On November 16, 2018, he scored a 33-yard touchdown against Lanier High School During his senior season 2018–2019, Davis played in eight games and had a total of 1,038 total yards, with an average of 129.8 yards per game. Out of only eight games that season he had 333 rushing yards, and 664 receiving yards and a total of 12 touchdowns.

== College career ==
Upon graduation, Davis attended the US Air Force Academy in Colorado, and majored in business administration and played wide receiver from 2020 to 2021. As a second-year player, Davis gathered 581 yards in total offense from 57 attempts, comprising 47 rushes and 10 receptions. He found the end zone six times and achieved over 100 yards in three of Air Force's initial four games. However, his playing time was curtailed by injuries, restricting him to eight games.

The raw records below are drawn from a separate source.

PR #7998, opened 2021-07-13
Sec36 - update Google Cloud Storage

poikilotherm:
Updating the Google Cloud BOM to use a more recent version of the cloud libraries. Some contained security issues.

Closes IQSS/dataverse-security#36

We should think about moving the Guava and Gson deps to `<dependencyManagement>` with their version and add a version-less direct dependency. This way we properly align the Google Cloud libs with their version of Guava and Gson with ours.

Also, Google Auto Service is at v1.0 - we are using v1.0-rc2.

Well... Do everything to make Dataverse archive data to Google Cloud Storage. Or cross fingers. 

Nope.

Nope.

**Additional documentation**:
None.

### DIFF
--- a/pom.xml
+++ b/pom.xml
@@ -32,6 +32,7 @@
         <commons.logging.version>1.2</commons.logging.version>
         <commons.lang3.version>3.12.0</commons.lang3.version>
         <httpcomponents.client.version>4.5.13</httpcomponents.client.version>
+        <google.cloud.version>0.157.0</google.cloud.version>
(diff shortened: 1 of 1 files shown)


poikilotherm:
After testing this locally, the issues still persist with updated deps. As written in the issue, looks like false positives. :unamused: 

If you want, we could still update the dep.

qqmyers (approved):
Looks like this works fine at QDR so we should probably go ahead with the update and stay current.

PR #8003, opened 2021-07-15
Permissions management screen: display warning only if needed

### LINKED ISSUE #8002: Display issue on permissions management screen
I created a custom role with only one permission: publish dataset.

When I manage permissions on a dataset, there is a display issue since this role has no effect on files but only on current dataset.

With an existing role:
Capture d’écran 2021-07-15 à 16 59 37

With my role:
Capture d’écran 2021-07-15 à 16 59 44

When I manage permission on dataverse, no problem.

I think that the warning block is useless when the role has effect only on current object type, eg a dataverse role on a dataverse or a dataset role on a dataset

tcoupin:

Closes #8002


sekmiller (approved):
This looks good. Thank you for this fix.

PR #8007, opened 2021-07-20
7858 dup file upload

### LINKED ISSUE #7858: S3 direct-upload: uncaught duplicate file warning
One of our archivists, using an S3 bucket with upload-direct enabled, reported:

image

searching for Demo_Geo.zip yields

```
[2021-04-27T17:45:30.410+0000] [Payara 5.2020.6] [INFO] [] [] [tid: _ThreadID=107 _ThreadName=http-thread-pool::jk-connector(1)] [timeMillis: 1619545530410] [levelValue: 800] [[
  upload error]]

[2021-04-27T17:45:30.411+0000] [Payara 5.2020.6] [INFO] [] [] [tid: _ThreadID=107 _ThreadName=http-thread-pool::jk-connector(1)] [timeMillis: 1619545530411] [levelValue: 800] [[
  Error! You may not replace a file with a file that has duplicate content.]]

[2021-04-27T17:45:30.411+0000] [Payara 5.2020.6] [WARNING] [] [javax.enterprise.resource.webcontainer.jsf.lifecycle] [tid: _ThreadID=107 _ThreadName=http-thread-pool::jk-connector(1)] [timeMillis: 1619545530411] [levelValue: 900] [[
  #{EditDatafilesPage.handleExternalUpload()}: java.lang.NullPointerException
javax.faces.FacesException: #{EditDatafilesPage.handleExternalUpload()}: java.lang.NullPointerException

Caused by: java.lang.NullPointerException
        at edu.harvard.iq.dataverse.EditDatafilesPage.handleExternalUpload(EditDatafilesPage.java:2033)

javax.faces.el.EvaluationException: java.lang.NullPointerException
Caused by: java.lang.NullPointerException
        at edu.harvard.iq.dataverse.EditDatafilesPage.handleExternalUpload(EditDatafilesPage.java:2033)
```

I ask Jim whether it's possible this duplicate content error isn't percolating back up to the browser, who says:

> Probably - line 2033 of v5.3 includes fileReplacePageHelper.getNewFileMetadatasBeforeSave() which will return null if 'phase 1' of adding the file fails, so any problem in phase 1 would break it. The problem still exists in the develop branch, so worth an issue there.

sekmiller:
Catches a failure in the file upload in order to inform the user. Previously there was no feedback in the ui - just a note in the log file. Also adds some error messages when s3 setup is faulty - unable to retrieve rsync script.

Closes #7858 s3 direct-upload uncaught duplicate file warning.

**Special notes for your reviewer**:  We were never able to reproduce this issue in 5.5 or the current dev environment. I added some error handling around the reported lines from the logging of the issue and some additional error messaging around improper setup of s3 support.

**Suggestions on how to test this**: try to reproduce the original error. to exercise the additional messaging try adding an erroneous storage driver or dcmurl

**Additional documentation**:


src/main/java/edu/harvard/iq/dataverse/DatasetPage.java
```diff
@@ -1904,8 +1905,11 @@ private String init(boolean initFull) {
                         }
                     } catch (RuntimeException ex) {
                         logger.warning("Problem getting rsync script: " + ex.getLocalizedMessage());
+                        FacesContext.getCurrentInstance().addMessage("Dataset Page Runtime", new FacesMessage("message")
```
pdurbin, line 1908: Is "Dataset Page Runtime" really what we want to show the user when there's a RuntimeException? Maybe "Dataset Page RuntimeException" instead? And perhaps ex.getLocalizedMessage too? Or "Failed to get rsync script."?

src/main/java/edu/harvard/iq/dataverse/EditDatafilesPage.java
```diff
@@ -2037,7 +2049,11 @@ public void handleExternalUpload() {
     			// -----------------------------------------------------------
     			if (this.isFileReplaceOperation()){
     				this.handleReplaceFileUpload(storageLocation, fileName, contentType, checksumValue, checksumType);
-    				this.setFileMetadataSelectedForTagsPopup(fileReplacePageHelper.getNewFileMetadatasBeforeSave().get(0));
+                                if (!saveEnabled){
+                                    uploadWarningMessage = fileReplacePageHelper.getErrorMessages();
```
qqmyers, line 2053: From line 1889, isn't uploadWarningMessage already set? And you could just check for non-null on that rather than checking saveEnabled? (It wasn't immediately clear to me why you were checking saveEnabled (in an error case it remains false), but I'm mostly asking because if you do need to set the warning here, I'm not reading the code correctly.)

pdurbin (commented):
Overall, these seems ok but I pointed out where one of the user-visible errors looks odd.

src/main/java/edu/harvard/iq/dataverse/EditDatafilesPage.java
sekmiller: Point taken. I guess I had two things in mind - not calling the "get(0)" if the array was null and making it obvious that the save was not enabled. I can simplify here.

src/main/java/edu/harvard/iq/dataverse/DatasetPage.java
sekmiller: Right. Thanks. I moved the Exception Type to the logger for diagnostics. The user doesn't need to see it.

src/main/java/edu/harvard/iq/dataverse/EditDatafilesPage.java
qqmyers: Looks good

pdurbin (approved):
I don't full grok the fix but it has to do with error handling, which this pull request addresses.

Heads up to QA that there are a number of fixes for rsync in here, so I guess that should be tested.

In 2022, Davis transferred to Iowa Western Community College, where he averaged 24.1 yards for 33 receptions and two touchdowns. He also amassed a total of 289 yards for the season.

In 2023, Davis transferred to Utah State University, where he averaged 17.4 yards for 36 receptions and six touchdowns. He also amassed a total of 628 yards for the season. He led the country with 28 punt returns.

In 2024, Davis entered the transfer portal after the firing of Utah’s coach Blake Anderson.

AWARDS:

- Honorable Mention All-Mountain West - Wide Receiver (2023)
- Honorable Mention All Mountain West - Punt Returner (2023)

== Personal life ==
Davis is the son of LaShea and Dexter Davis a former defensive back in the National Football League.